Bakanlık son yıllarda öyle adaletsiz ücret sistemi uyguluyorki sınıf öğretmenleri ile branş öğretmenleri arasında aldıkları ücret 100-200 lira farklı.Branş öğretmenleri alanlarında daha yoğun eğitim almalarına rağmen ne hikmetse bu durum hiç göz önüne alınmaz.
Meslek liselerinde branş öğretmeni olmak ise çok kaymaklıdır.Neredeyse öğretmenlik maaşı kadar ek ders ücreti.Meslek lisesinde çalışan kültür öğretmenleri ile meslek dersi öğretmenleri arasında ele geçen toplam para açısından aşağı yukarı 2 kat fark vardır.
Okullarda ki müdür ve müdür muavini ücretleri son yıllarda yine arttırıldı.

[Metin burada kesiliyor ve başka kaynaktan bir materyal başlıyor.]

PR #32879, opened 2026-06-01
[codex] Compute prechat initial message at onboarding

alex-nork:
## Summary

- Compute the pre-chat initial user message once during onboarding and store that value on the handoff context.
- Stop recipe-driven `skipPrechat` from bypassing the pared-down web pre-chat flow, so hatch still proceeds through the intro/name screen and Google connection screen.
- Allow local-dev `/onboarding/prechat` after hatch even though a local assistant now exists; only completed onboarding should redirect onboarding routes to chat.
- Preserve recipe metadata in the final pre-chat context after the user completes the flow.
- Tighten first-run bootstrap guidance so a pure greeting/opening response includes one light assistant-migration offer, while still only loading `assistant-migration` after opt-in.
- Use the stored pre-chat context message as the first-launch send source on macOS instead of recomputing/falling back separately.
- Add focused web, assistant prompt, and macOS tests for the onboarding-derived initial message, recipe-skip regression, local hatch route guard, prior-assistant context rendering, and low-signal migration-offer contract.

## Root Cause

There were four separate paths producing the behavior we saw:

1. Pre-chat completion was still handing off the canned `Wake up, my friend!` value and relying on the assistant-side intro rewrite path to replace it later. When that rewrite path was unavailable or stale, the stored value was sent directly.
2. In dev, the platform recipe endpoint can return `skipPrechat: true` for a campaign cohort. The web pre-chat flow honored that flag by marking onboarding complete and navigating straight to chat, so the intro/name and Google screens never ran.
3. In local/dev hatching, the route middleware redirected every onboarding route when `isLocalMode() && hasAssistants()`. Immediately after hatch that condition becomes true, so the intended `/onboarding/prechat` navigation was bounced to `/assistant` before pre-chat could render.
4. The first-run bootstrap migration section treated pure greeting/introduction turns as too low-signal and allowed the model to defer the assistant-migration offer until after a later “real task.” That produced a generic “what are you working on?” opener instead of the intended head-start offer.

This PR makes the completed pre-chat context the source of truth for the first message, prevents recipe skip from bypassing the pared-down pre-chat screens, fixes the local hatch route guard so pre-chat can run after the assistant exists, and tightens bootstrap so the assistant offers migration on low-signal first greetings without preloading the migration skill.

## Validation

- `cd apps/web && bun test src/lib/onboarding-middleware.test.ts src/domains/onboarding/prechat.test.ts src/domains/onboarding/onboarding-lifecycle-sync.test.tsx`
- `cd assistant && bun test src/__tests__/onboarding-template-contract.test.ts src/__tests__/prechat-onboarding-contract.test.ts src/__tests__/normalize-onboarding.test.ts`
- `cd clients && DEVELOPER_DIR=/Applications/Xcode.app/Contents/Developer swift test -Xswiftc -module-cache-path -Xswiftc /tmp/spm-module-cache/vellum-assistant-prechat -Xcc -fmodules-cache-path=/tmp/spm-module-cache/vellum-assistant-prechat -Xcxx -fmodules-cache-path=/tmp/spm-module-cache/vellum-assistant-prechat --filter PreChatOnboardingTests`
- `git diff --check`

Known caveats:

- `cd apps/web && bunx tsc --noEmit` currently fails on latest `origin/main` in unrelated document-comment/generated API types, e.g. missing `anchorStart`, `anchorEnd`, `resolvedBy`, and related fields from the generated `DocumentComment` shape. This PR does not touch those modules.
- The first `git push` pre-push hook failed because SwiftPM tried to read missing package manifests from a stale `/tmp/spm-build/.../checkouts` cache. The targeted `PreChatOnboardingTests` suite passed cleanly with an explicit module cache.

## Apple References

No Apple API or HIG behavior changes were needed. The native change is limited to shared pre-chat state construction and first-launch message handoff.


alex-nork:
Reviewer focus: please check that `initialMessage` is now treated as the single source of truth from pre-chat completion through first-launch send on both web and macOS. Risk level is moderate because this crosses onboarding handoff and native startup code; the focused web and macOS pre-chat tests passed. I bypassed commit/push hooks only because the current base has unrelated web generated API typecheck failures and the pre-push SwiftPM cache was stale under `/tmp/spm-build`.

Son yıllarda okullarımızda rehberlik öğretmenleri sayısı da ha bire artıyor.Sabahtan 3 saat,öğleden sonra 3 saat okulda bulunuyorlar,haftalık ek ders ücreti 18 saat.
Milli Eğitim şube müdürleri,şefler,öğretmen evi müdürleri ve muavinleri de ek ders ücreti alırlar.Sahi bu son yazdıklarım hiç derse girmezler,yine de öğretmenlerin kat kat üstünde ücret alırlar.
O halde ek ders ücreti kimlere verilmelidir tanımını bakanlığın çok iyi yapması gerekir.
Konuyu ülkemdeki sarı sendikalara açtığımda aldığım cevap çok acıydı."Ne yani biz herkesi kucaklıyoruz.Böyle bir sorunu dile getirsek hiç üyemiz kalır mı?Hatta hademeler ve katiplere de ek ders ücreti verilmelidir." diyorlar.

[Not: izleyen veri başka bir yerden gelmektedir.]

PR #32882, opened 2026-06-01
JARVIS-1006: stop parsing currency $ amounts as LaTeX math

pragunseth23:
## What

remark-math treats `$...$` as inline LaTeX, so monetary text like "$65B series H at $965B post-money" was greedily paired into a math span and mangled into italic math typography. This escapes the leading `$` of currency amounts so the math tokenizer skips them, while leaving real equations intact.

## How

A narrow regex matches `$` immediately followed by a digit (with optional thousands separators, decimals, and K/M/B/T scale suffixes) ending at a word or punctuation boundary, so real math (`$E = mc^2$`, `$x^2$`, `$2x + 1$`) is preserved.

The escape runs on the source string before react-markdown parses, but only inside `text` nodes: it first parses the markdown structure (GFM, no math) and rewrites currency only within text-node offset ranges. Inline code, fenced code, and link/image destinations are non-text nodes, so they stay byte-for-byte intact.

## Tests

Yukarıda konuyu az çok dile getirdiğim ek ders ücretinin 1 saati 5.1 ytl'dir.Rakamlar haftalıktır.Aylık 4 ile çarpılacaktır.

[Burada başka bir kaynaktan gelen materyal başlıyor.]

PR #32931, opened 2026-06-01
fix(daemon): don't persist a none avatar manifest (preserve legacy sidecar-write compatibility)

Jasonnnz:
## Summary
Addresses post-merge Codex review feedback on #32564 (already merged to main): once avatar.json exists — even a migration-seeded kind:none — a later avatar set via the legacy workspace/write sidecar API (stale web tabs, older macOS clients, automation) is ignored, because the read path only derives from legacy files when the manifest is *missing*. /avatar/state and /avatar/get then serve stale none.

Fix: represent 'no avatar' as the absence of avatar.json everywhere, so an avatar-less workspace stays manifest-less and the read-time self-heal keeps picking up legacy sidecar writes until a real avatar (character/image) or a manifest-aware mutation locks it in.

- Migration 094: skip seeding a manifest when the derived state is none.
- readManifestSelfHealing (avatar-routes.ts): on manifest-miss, only persist a derived character/image; never persist none.
- clearAvatar (avatar-store.ts): delete avatar.json instead of writing kind:none.
- Tests updated to assert none == absent manifest (reads still return kind:none).

Deliberately NOT adding per-read sidecar-mtime detection — reintroduces the rejected mtime heuristic; all first-party writers are already manifest-aware.

Addresses review threads on #32564.

### DIFF
--- a/assistant/src/avatar/__tests__/avatar-store.test.ts
+++ b/assistant/src/avatar/__tests__/avatar-store.test.ts
@@ -169,7 +169,7 @@ describe("avatar-store", () => {
   });
 
   describe("clearAvatar", () => {
-    test("removes all artifacts and writes a none manifest", () => {
+    test("removes all artifacts AND the manifest (none == absence)", () => {
       writeFileSync(path(IMAGE_FILENAME), Buffer.from("png"));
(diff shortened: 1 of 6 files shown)


Jasonnnz:
@codex review

Jasonnnz:
@devin review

Bakanlığın resmi okullarında görevli öğretmenler ve idareciler her yaptıklarından ek ücret beklerler.


Gelelim madalyonun diğer yüzüne.


Özel okulda sınıf öğretmeni veya branş öğretmeni olsanız.Sabahtan ders,öğleden sonra etüd yapsanız,cumartesi öğleye kadar yarım gün çalışsanız acaba kaçınız kaç saat ücret alırsınız.


Asker eşi iseniz,gardiyan eşi iseniz,hakim,savcı eşi iseniz ,milletvekili,bürokrat eşi iseniz eşinizin görev yaptığı yerde hiç kadro yoksa bile,biraz güçlüyseniz hiç derse girmeden bankamatik öğretmeni olmanız kaçınılmaz.Okullarındaki idare boşta gezen bu öğretmenlere hasta öğretmenin yerine derse girmesini istese programımda yok girmem der.Biraz sıkışırsa hemen rapor alır.Okulların kadro yapraklarında nedense bu fazlalıklar hiç çözümlenmez.
Yeni yazılarda buluşmak üzere.

16 Nisan 2008 Çarşamba

SOSYAL GÜVENLİK

Cennet vatanım Türkiyem'de hükümet yıllardır yeni bir sosyal güvenlik yasa tasarısı çıkarmaya çalışıyor.Tabii ki hepsi fiyasko ile sonuçlanıyor.Önce biz yurttaşların işine gelmiyor.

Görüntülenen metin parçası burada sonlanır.